**Brief**
May I have the lines from the one containing "as $fieldName =>" to the end of the entries, returned exactly and with nothing else?

Saved entries

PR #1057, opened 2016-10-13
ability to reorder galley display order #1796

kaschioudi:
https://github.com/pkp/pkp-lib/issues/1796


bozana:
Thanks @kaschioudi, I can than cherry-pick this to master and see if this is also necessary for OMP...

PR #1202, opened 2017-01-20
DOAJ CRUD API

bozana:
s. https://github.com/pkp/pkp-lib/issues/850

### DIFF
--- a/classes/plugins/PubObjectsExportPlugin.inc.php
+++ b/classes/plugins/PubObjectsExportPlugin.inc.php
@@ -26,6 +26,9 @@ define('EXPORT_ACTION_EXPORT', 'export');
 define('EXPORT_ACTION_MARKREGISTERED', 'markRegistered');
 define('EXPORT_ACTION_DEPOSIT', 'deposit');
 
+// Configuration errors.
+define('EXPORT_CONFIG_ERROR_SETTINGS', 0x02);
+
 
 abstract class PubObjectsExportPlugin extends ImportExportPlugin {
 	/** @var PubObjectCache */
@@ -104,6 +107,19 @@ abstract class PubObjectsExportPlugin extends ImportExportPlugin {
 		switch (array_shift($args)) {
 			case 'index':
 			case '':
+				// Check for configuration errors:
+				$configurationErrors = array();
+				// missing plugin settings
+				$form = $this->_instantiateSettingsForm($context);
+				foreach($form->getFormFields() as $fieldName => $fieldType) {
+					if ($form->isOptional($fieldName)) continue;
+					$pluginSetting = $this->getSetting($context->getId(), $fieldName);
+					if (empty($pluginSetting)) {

**Response area**
+				foreach($form->getFormFields() as $fieldName => $fieldType) {
+					if ($form->isOptional($fieldName)) continue;
+					$pluginSetting = $this->getSetting($context->getId(), $fieldName);
+					if (empty($pluginSetting)) {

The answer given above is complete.